Ambas muchachas rieron con el recuerdo, respecto al cual, si algún lector desconoce y siente curiosidad, debemos referirnos a Ana de las Tejas Verdes.

Las muchachas partieron la tarde siguiente. Hasta Spencervale había quince kilómetros y el día no era muy placentero para viajar. Era muy caluroso y en el camino había el polvo de seis semanas de sequía.

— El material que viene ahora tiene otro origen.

PR #371, opened 2021-05-14
Remove region export in prtvol2csv

berland:
Based on top of typehinting branch, look only at the second commit when reviewing.

### DIFF
--- a/src/subscript/config_jobs/PRTVOL2CSV
+++ b/src/subscript/config_jobs/PRTVOL2CSV
@@ -1,14 +1,10 @@
-EXECUTABLE prtvol2csv 
+EXECUTABLE prtvol2csv
 
 
 DEFAULT <DIR> share/results/volumes
 DEFAULT <OUTPUTFILENAME> simulator_volume_fipnum.csv
 
--- Warning: simulator_volume_region.csv is deprecated and
--- will be removed later
-DEFAULT <REGIONOUTPUTFILENAME> simulator_volume_region.csv
-
-DEFAULT <REGIONS> "" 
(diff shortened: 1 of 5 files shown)


berland:
The region export is removed to facilitate refactoring in `fipmapper` which is due to be moved into `fmu.tools`. `fipmapper` will be extended to automatically determine which fipnum-region-zones are comparable in volumes based on a fipmap.

eivindsm (commented):
This PR looks good to me, but as I am not familiar with type hinting in the first place I propose to ask for a review from an IT professional, eg someone from SIB.

Question: are you proposing type hinting to be added to the style recommendation for the repo? This will increase the threshold for contributors, and should probably be aligned a bit before introduced. I'm not opposing type hinting, but worry that the threshold for contributing code becomes to demanding at some point.

berland:
> Question: are you proposing type hinting to be added to the style recommendation for the repo? This will increase the threshold for contributors, and should probably be aligned a bit before introduced. I'm not opposing type hinting, but worry that the threshold for contributing code becomes to demanding at some point.

Not added as a recommendation yet, and definitely not as a a requirement.

berland:
> This PR looks good to me, but as I am not familiar with type hinting in the first place I propose to ask for a review from an IT professional, eg someone from SIB.

The type hinting is reviewed in #362 . Your review of this PR only needs to encompass the second commit ;)

eivindsm (approved):
Second commit looks good

berland:
Converted to draft to ensure #362 is reviewed and merged first.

—Espero que llueva pronto —suspiró Ana—. Todo está tan seco. Los pobres campos me dan lástima y los árboles parecen estar alzando sus brazos, en un ruego por la lluvia. Me entristezco cada vez que entro en mi jardín. Supongo que no debería estar quejándome de mi jardín cuando los campesinos sufren por sus cosechas. El señor Harrison dice que sus pastos están tan abrasados que las pobres vacas apenas si pueden encontrar bocado y que se siente culpable de crueldad con los animales cada vez que les mira a los ojos.

Después de un viaje agotador, las muchachas llegaron a Spencervale y entraron al camino «Tory», un camino verde y solitario, donde las hierbas en el pavimento daban evidencia de la falta de tránsito. A lo largo de casi toda su extensión, estaba bordeado por espesos abetos, con claros aquí y allá, por donde llegaba hasta el camino alguna granja o se veían los troncos calcinados.

—¿Por qué le llaman el camino «Tory»? —preguntó Ana.

—El señor Alian dice que es por la misma causa que se le dice arboleda a un lugar donde no hay árboles —dijo Diana—, pues nadie vive en este camino, excepto las Copp y el viejo Martin Bovyer en el extremo más alejado y él es liberal. El gobierno Tory construyó el camino nada más que para demostrar que hacía algo.

El padre de Diana era liberal, por cuya causa nunca discutían de política ella y Ana. Los habitantes de «Tejas Verdes» habían sido siempre conservadores.

Finalmente, las muchachas llegaron a la vieja casa de las Copp, un lugar de tal pulcritud exterior, que hasta «Tejas Verdes» hubiera empalidecido al contraste. La casa era de estilo muy antiguo, situada en una cuesta, hecho que obligara a hacer el edificio con un sótano de piedra en un extremo. La casa y los edificios auxiliares se hallaban perfectamente blanqueados con cal y no se veía un solo hierbajo en el peripuesto jardín de la cocina, rodeado por su empalizada blanca.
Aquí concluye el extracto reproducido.